→ **EXERCISE**
Look through the entries below. Report each line that has the word "unkjobid" in it.
----- DATA EXCERPTS -----
PR #4833, opened 2022-12-14
flux-top: add extra test coverage

chu11:
in preparation for queue support in `flux-top` I would need some extra testing ability.  Wanted to add testing coverage under non-queue circumstances first, but hit some snags, thus this PR resulting in some cleanup, fixes to allow easier / more testing, add more tests.

I think the only iffy commit here may be the `test-exit after summary output refreshed` commit.  I admittedly took a very lazy approach to dealing with this.  I felt adding some type of "completion_ref" count system like done in the shell would have been overkill.

### DIFF
--- a/src/cmd/top/joblist_pane.c
+++ b/src/cmd/top/joblist_pane.c
@@ -159,7 +159,7 @@ void joblist_pane_draw (struct joblist_pane *joblist)
             wattron (joblist->win, A_REVERSE);
         if (uri != NULL)
             wattron (joblist->win, COLOR_PAIR(TOP_COLOR_BLUE) | A_BOLD);
-        if (joblist->show_queue)
+        if (joblist->show_queue) {
             mvwprintw (joblist->win,
                        1 + index,
                        0,
@@ -174,7 +174,19 @@ void joblist_pane_draw (struct joblist_pane *joblist)
                        name_width,
                        name_width,
                        name);
-        else
+            if (joblist->top->testf)
+                fprintf (joblist->top->testf,
+                         "%s %s %s %s %d %d %s %s\n",
+                         idstr,
+                         queue,
+                         username,
+                         flux_job_statetostr (state, "S"),
+                         ntasks,
+                         nnodes,
+                         run,
+                         name);
+        }
+        else {
             mvwprintw (joblist->win,
                        1 + index,
                        0,
@@ -188,6 +200,17 @@ void joblist_pane_draw (struct joblist_pane *joblist)
                        name_width,
                        name_width,
                        name);
+            if (joblist->top->testf)
+                fprintf (joblist->top->testf,
+                         "%s %s %s %d %d %s %s\n",
+                         idstr,
+                         username,
+                         flux_job_statetostr (state, "S"),
+                         ntasks,
+                         nnodes,
+                         run,
+                         name);
+        }
         wattroff (joblist->win, A_REVERSE);
         wattroff (joblist->win, COLOR_PAIR(TOP_COLOR_BLUE) | A_BOLD);
     }
--- a/src/cmd/top/joblist_pane.c
+++ b/src/cmd/top/joblist_pane.c
@@ -210,7 +210,7 @@ static void joblist_continuation (flux_future_t *f, void *arg)
     if (joblist->top->test_exit) {
         /* Ensure joblist window is refreshed before exiting */
         wrefresh (joblist->win);
-        flux_reactor_stop (flux_future_get_reactor (f));
+        test_exit_check (joblist->top);
     }
     flux_future_destroy (f);
 }
--- a/t/t2801-top-cmd.t
+++ b/t/t2801-top-cmd.t
@@ -78,8 +78,9 @@ test_expect_success 'flux-top fails if TERM is not supported' '
 test_expect_success 'submit batch script and wait for it to start' '
 	cat >batch.sh <<-EOT &&
 	#!/bin/sh
+	flux mini submit --wait-event=start sleep 300
 	touch job2-has-started
-	flux mini run sleep 300
+	flux queue drain
 	EOT
 	chmod +x batch.sh &&
 	flux mini batch -t30m -n1 batch.sh >jobid2 &&
--- a/t/t2801-top-cmd.t
+++ b/t/t2801-top-cmd.t
@@ -33,8 +33,33 @@ test_expect_success 'flux-top fails if job argument is unknown' '
 	test_must_fail $runpty -n --stderr=unkjobid.err flux top 12345 &&
 	grep "jobid 12345 not found" unkjobid.err
 '
+test_expect_success 'flux-top --test-exit works with a pty' '
+	$runpty flux top --test-exit >/dev/null
+'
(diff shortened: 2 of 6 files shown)


chu11:
re-pushed a fix to fix a chain-&& issue.  Two builders failed .. i'm worried that some of the lines are wrapped funny and my greps aren't working.  Ugh ... not sure how to do with that otherwise.  maybe need to ncurses `fflush()` equivalent or something.

chu11:
re-pushed with a somewhat ugly way to get around the multi-line asciicast output.

chu11:
ugh ... ok i think this has to be done a different way.  having to deal with all the weird parsing possibilities is probably a bad idea.  I'm now thinking some simple `--test-exit-output=file` is probably best.  Just have some dummy file with the data that will ultimately be displayed is good enough.

chu11:
a completely different idea for testing, I added a new function "--test-exit-dump", which dumps basically the same information from `flux-top`, but into a test file that doesn't include any escape codes, etc.  And I test against that.  I dunno, maybe it's not a great idea?  At some point I think writing something to handle all the corner cases parsing runpty's `asciicast` output isn't worth it.  This is less error prone and makes the testing in `t2801-top-cmd.t` easier to understand.

grondo:
I like the idea of a dump feature, but you have to ask what it is actually testing. `flux top` is using standard RPCs to gather its data and those RPCs and their results are already tested elsewhere, so mainly what we want to test is that these values are displayed properly and as expected. If we only test a hidden test-only option, then we are limited in what we've actually tested.

I also agree there is diminishing returns to testing all the corner cases with the raw terminal output. I'm not sure the right solution there, but also keep in mind we don't want to make the tests so onerous that it is painful for people to make changes to flux-top in the future. I'm not saying the extra testing here is not valuable, but just to keep in mind that we should have a balanced approach.

grondo:
A related idea: [top](https://man7.org/linux/man-pages/man1/top.1.html) has a "batch mode" `-b` which dumps screens of output with (I think) no escape codes to stdout. This is actually useful because the output of `top` can be sent to a file or other programs. I wonder how difficult it would be to refactor the `--test-exit-dump` option into a batch option?

I just thought I'd throw that idea out there, it is definitely not high priority since we have a lot of other more important work to do.

chu11:
> A related idea: top has a "batch mode" -b which dumps screens of output with (I think) no escape codes to stdout. This is actually useful because the output of top can be sent to a file or other programs. I wonder how difficult it would be to refactor the --test-exit-dump option into a batch option?

(oops missed this response yesterday)

Hmmm that's a good idea.  Although I have no idea how `top` does its batch mode.  Not sure if there's a trick inside curses or something.  But worthwhile to atleast investigate a bit.

t/t2801-top-cmd.t
```diff
@@ -128,6 +128,12 @@ test_expect_success NO_CHAIN_LINT 'flux-top does not exit on recursive failure'
 	        --input=recurse-fail.in flux top &&
 	grep -qi "error connecting to Flux" recurse-fail.log
 '
+test_expect_success 'cleanup running jobs' '
+	flux job cancel $(cat jobid2) &&
+	flux job wait-event $(cat jobid2) clean &&
+	flux job cancel $(cat jobid3) &&
+	flux job wait-event $(cat jobid3) clean
```
grondo, line 191: FYI - cancel can now take multiple jobids.

src/cmd/top/joblist_pane.c
```diff
@@ -174,7 +174,19 @@ void joblist_pane_draw (struct joblist_pane *joblist)
                        name_width,
                        name_width,
                        name);
-        else
+            if (joblist->top->test_exit && joblist->top->testf)
```
grondo, line 177: Would `top->testf` ever be set without `top->test_exit`? (i.e. are both checks really necessary here?)

grondo (approved):
Looks good, nice testing improvements!

Just some minor comments inline. Not critical to address them IMO.

src/cmd/top/joblist_pane.c
chu11: ahhh i did tweak something along the way, so you're right, both checks are no longer necessary.

chu11:
> Hmmm that's a good idea. Although I have no idea how top does its batch mode. Not sure if there's a trick inside curses or something. But worthwhile to atleast investigate a bit.

Well, I don't grok the code in `top` perfectly after a skim.  But it appears that they do a mixture of windowing with curses and just write out stuff to STDOUT without curses.  So I think things are refactored in there far more easily than in our flux-top.

We can perhaps keep it in mind for the future.

chu11:
re-pushed with some cleanup per comments above.  also one extra commit, i realized that was a racy test in t2801-top-cmd.

t/t2801-top-cmd.t
```diff
@@ -79,11 +79,15 @@ test_expect_success 'submit batch script and wait for it to start' '
 	cat >batch.sh <<-EOT &&
 	#!/bin/sh
 	touch job2-has-started
-	flux mini run sleep 300
+	jobid=\$(flux mini submit --flags waitable sleep 300)
+	flux job wait-event \$jobid start
```
grondo, line 83: The separate `submit` and `wait-event` could be replaced with `flux mini submit --wait-event=start --flags waitable sleep 300`

t/t2801-top-cmd.t
```diff
@@ -79,11 +79,15 @@ test_expect_success 'submit batch script and wait for it to start' '
...
+	touch job2-batch-sleep-has-started
+	flux job wait --all
 	EOT
 	chmod +x batch.sh &&
 	flux mini batch -t30m -n1 batch.sh >jobid2 &&
-	$waitfile job2-has-started
+	$waitfile job2-has-started &&
+	$waitfile job2-batch-sleep-has-started
```
grondo, line 90: It would probably be simpler to just wait for `job2-batch-sleep-has-started` (or just move `job2-has-started` to after `flux job wait-event` above), since appearance of `job2-batch-sleep-has-started` implies `job2-has-started`...

grondo (approved):
Still seems good to me. Just a couple comments regarding cleanup of `testsuite: fix job race`

t/t2801-top-cmd.t
```diff
@@ -50,28 +75,63 @@ test_expect_success 'flux-top fails if TERM is not supported' '
...
-'
 test_expect_success 'submit batch script and wait for it to start' '
 	cat >batch.sh <<-EOT &&
 	#!/bin/sh
 	touch job2-has-started
-	flux mini run sleep 300
+	jobid=\$(flux mini submit --flags waitable sleep 300)
+	flux job wait-event \$jobid start
+	touch job2-batch-sleep-has-started
+	flux job wait --all
```
grondo, line 85: Oh, also, a more idiomatic way to wait for all jobs to complete at the end of a batch script would be
```
flux queue drain
```
Then you don't need to add the `waitable` flag to all jobs.

chu11: oh that's a good idea

chu11:
tweaked the last commit per your comments, I'll set MWP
-----
→ **EXERCISE ANSWER**
 	test_must_fail $runpty -n --stderr=unkjobid.err flux top 12345 &&
 	grep "jobid 12345 not found" unkjobid.err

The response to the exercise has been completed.